Wanneer u de zuurgraad of alkaliteit van een vloeibaar of in water oplosbaar gas wilt bepalen, is de eenvoudigste manier om een lakmoesproef uit te voeren. De test vereist lakmoespapier, dit zijn smalle stroken papier die zijn behandeld met chemische oplossingen die gevoelig zijn voor pH-veranderingen. Het pH-getal drukt de zuurgraad of alkaliteit van een oplossing uit op een logaritmische schaal van nul tot 14. Op de schaal is 7 neutraal. Waarden lager dan 7 zijn zuurder, waarbij 0 het meest zuur is, en waarden hoger dan 7 zijn meer alkalisch, waarbij 14 het meest alkalisch is. De term "basis" wordt vaak door elkaar gebruikt met "alkaline". Een pH-waarde van 14 is het meest basisch.

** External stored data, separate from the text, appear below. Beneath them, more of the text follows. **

PR #437, opened 2025-06-16
0.5 Improvements + Tests

AdamBelfki3:
Improvements:
- recursive source of methods
- skipping modules with multiple invokers
- caching with multiple invokers
- fix skip if you call the same module's input after skipping
- iterating over token generation with index returned
- fix caching after a module is called

Tests:
- scanning
- out of order interventions
- source
- module skipping
- iterating over token generation
- activations cache
- renaming

### DIFF
--- a/src/nnsight/intervention/interleaver.py
+++ b/src/nnsight/intervention/interleaver.py
@@ -630,10 +630,19 @@ class Mediator:
             raise SkipException(value)
         
         else:
-            self.history.add(provider)
-            self.event_queue.put((Events.SKIP, (requester, value)))
-            
-            return False
+            if requester in self.history:
+                self.respond(
+                    ValueError(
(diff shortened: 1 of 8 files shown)


src/nnsight/intervention/interleaver.py
```diff
@@ -82,6 +82,8 @@ def __init__(self, invokers: List[Mediator], tracer: InterleavingTracer, batcher
 
         self.state = dict()
         self.iteration_tracker = defaultdict(int)
+
+        self.user_cache: Optional[Cache] = user_cache
```
JadenFiotto-Kaufman, line 86: So both the interleaver and mediators have their own user cache?

AdamBelfki3: yes, this is if you are tracing with multiple invokers and want to cache outside of the invokers to capture the entire batch. So the interleaver needs to have its own cache independent of the mediators.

Giet een waterig monster (of los een monster op in water) in een glas of beker. De lakmoesproef werkt niet als het monster niet waterig is. Bijna alles is zuur of alkalisch, behalve zuiver water, dat neutraal is, dus het heeft een pH-waarde van 7 op de schaal.
Houd het ene uiteinde van een stuk rood lakmoespapier vast, dompel het in het monster en verwijder het. Het is niet nodig om het voor langere tijd in het monster te laten, omdat elke kleurverandering onmiddellijk is. Herhaal deze stap met een stuk blauw lakmoespapier. Nogmaals, het is niet nodig om het papier voor langere tijd in het monster te laten.
Analyseer hoe elk papier reageert op het monster. Als de vloeistof alkalisch is, wordt het rode papier blauw en verandert het blauwe papier niet. Als het zuur is, verandert het rode papier niet en wordt het blauwe papier rood. Als het neutraal is, verandert noch het rode papier, noch het blauwe papier.
Open de gasfles onder een zuurkast en laat een deel ervan in contact komen met beide stukjes papier. Plaats de papieren in contact met het gas. Lakmoespapier reageert op gassen op dezelfde manier als op vloeistoffen, behalve dat gas gelijkmatiger reageert over het gehele oppervlak van het papier.
Analyseer hoe elk papier reageert op het monster. Als het gas alkalisch is, wordt het rode papier blauw en verandert het blauwe papier niet. Als het monster zuur is, verandert het rode papier niet en wordt het blauwe papier rood. Als het neutraal is, verandert noch het rode papier, noch het blauwe papier.